▶ _Problem description_
From the records below, transcribe only the lines running from the one with "One issues completed in one line :-)" through the one with "Also refactored abit, to". Keep both of those end lines.
(Provided information begins)
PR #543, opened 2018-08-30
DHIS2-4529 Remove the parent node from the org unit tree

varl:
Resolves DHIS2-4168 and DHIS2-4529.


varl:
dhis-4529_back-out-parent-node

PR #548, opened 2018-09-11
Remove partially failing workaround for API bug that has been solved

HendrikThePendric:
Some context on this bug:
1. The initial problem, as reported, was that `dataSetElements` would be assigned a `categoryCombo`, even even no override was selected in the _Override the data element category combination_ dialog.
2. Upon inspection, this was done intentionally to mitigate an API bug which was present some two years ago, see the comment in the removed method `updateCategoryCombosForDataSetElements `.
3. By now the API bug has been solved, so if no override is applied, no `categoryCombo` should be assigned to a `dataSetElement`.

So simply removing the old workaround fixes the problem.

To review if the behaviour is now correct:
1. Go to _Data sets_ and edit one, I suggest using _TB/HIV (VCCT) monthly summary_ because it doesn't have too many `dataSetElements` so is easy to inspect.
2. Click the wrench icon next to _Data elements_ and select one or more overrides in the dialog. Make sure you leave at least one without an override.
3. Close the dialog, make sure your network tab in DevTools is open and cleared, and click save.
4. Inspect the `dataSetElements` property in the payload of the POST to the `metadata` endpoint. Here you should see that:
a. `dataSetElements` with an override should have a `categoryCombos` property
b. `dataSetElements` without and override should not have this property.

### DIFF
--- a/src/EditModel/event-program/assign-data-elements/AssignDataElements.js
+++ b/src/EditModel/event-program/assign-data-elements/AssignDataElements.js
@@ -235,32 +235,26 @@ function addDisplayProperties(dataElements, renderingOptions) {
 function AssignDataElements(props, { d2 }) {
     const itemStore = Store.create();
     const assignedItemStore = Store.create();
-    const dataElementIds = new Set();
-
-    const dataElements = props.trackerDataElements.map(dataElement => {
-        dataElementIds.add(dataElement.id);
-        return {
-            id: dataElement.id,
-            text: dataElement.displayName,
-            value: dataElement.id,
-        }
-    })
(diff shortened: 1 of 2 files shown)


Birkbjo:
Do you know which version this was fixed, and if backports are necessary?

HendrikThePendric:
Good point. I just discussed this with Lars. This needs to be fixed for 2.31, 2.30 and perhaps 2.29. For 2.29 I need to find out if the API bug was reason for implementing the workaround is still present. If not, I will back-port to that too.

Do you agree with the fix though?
(Provided information ends)
(Provided information begins)
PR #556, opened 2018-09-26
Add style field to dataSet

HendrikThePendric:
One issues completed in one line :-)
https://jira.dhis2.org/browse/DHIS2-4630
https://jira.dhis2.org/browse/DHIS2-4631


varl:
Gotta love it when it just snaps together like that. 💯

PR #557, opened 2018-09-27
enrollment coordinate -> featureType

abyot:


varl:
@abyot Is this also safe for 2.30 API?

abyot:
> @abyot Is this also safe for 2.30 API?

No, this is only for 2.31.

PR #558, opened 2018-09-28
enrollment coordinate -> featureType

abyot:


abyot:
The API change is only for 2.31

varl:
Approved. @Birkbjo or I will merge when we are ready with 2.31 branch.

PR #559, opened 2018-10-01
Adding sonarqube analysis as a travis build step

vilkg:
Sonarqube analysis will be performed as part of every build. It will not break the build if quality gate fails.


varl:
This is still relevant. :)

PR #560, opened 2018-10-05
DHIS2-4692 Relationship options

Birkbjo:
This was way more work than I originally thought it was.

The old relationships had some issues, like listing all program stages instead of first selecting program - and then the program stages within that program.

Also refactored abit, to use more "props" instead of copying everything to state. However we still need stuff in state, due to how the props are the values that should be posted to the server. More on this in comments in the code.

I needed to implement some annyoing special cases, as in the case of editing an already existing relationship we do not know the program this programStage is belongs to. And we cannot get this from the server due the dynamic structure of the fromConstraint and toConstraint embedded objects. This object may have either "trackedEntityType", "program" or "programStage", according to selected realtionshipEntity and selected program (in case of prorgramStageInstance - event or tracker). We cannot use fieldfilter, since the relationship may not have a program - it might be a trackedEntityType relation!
(Provided information ends)
▶ _Written answer_
One issues completed in one line :-)
https://jira.dhis2.org/browse/DHIS2-4630
https://jira.dhis2.org/browse/DHIS2-4631


varl:
Gotta love it when it just snaps together like that. 💯

PR #557, opened 2018-09-27
enrollment coordinate -> featureType

abyot:


varl:
@abyot Is this also safe for 2.30 API?

abyot:
> @abyot Is this also safe for 2.30 API?

No, this is only for 2.31.

PR #558, opened 2018-09-28
enrollment coordinate -> featureType

abyot:


abyot:
The API change is only for 2.31

varl:
Approved. @Birkbjo or I will merge when we are ready with 2.31 branch.

PR #559, opened 2018-10-01
Adding sonarqube analysis as a travis build step

vilkg:
Sonarqube analysis will be performed as part of every build. It will not break the build if quality gate fails.


varl:
This is still relevant. :)

PR #560, opened 2018-10-05
DHIS2-4692 Relationship options

Birkbjo:
This was way more work than I originally thought it was.

The old relationships had some issues, like listing all program stages instead of first selecting program - and then the program stages within that program.

Also refactored abit, to use more "props" instead of copying everything to state. However we still need stuff in state, due to how the props are the values that should be posted to the server. More on this in comments in the code.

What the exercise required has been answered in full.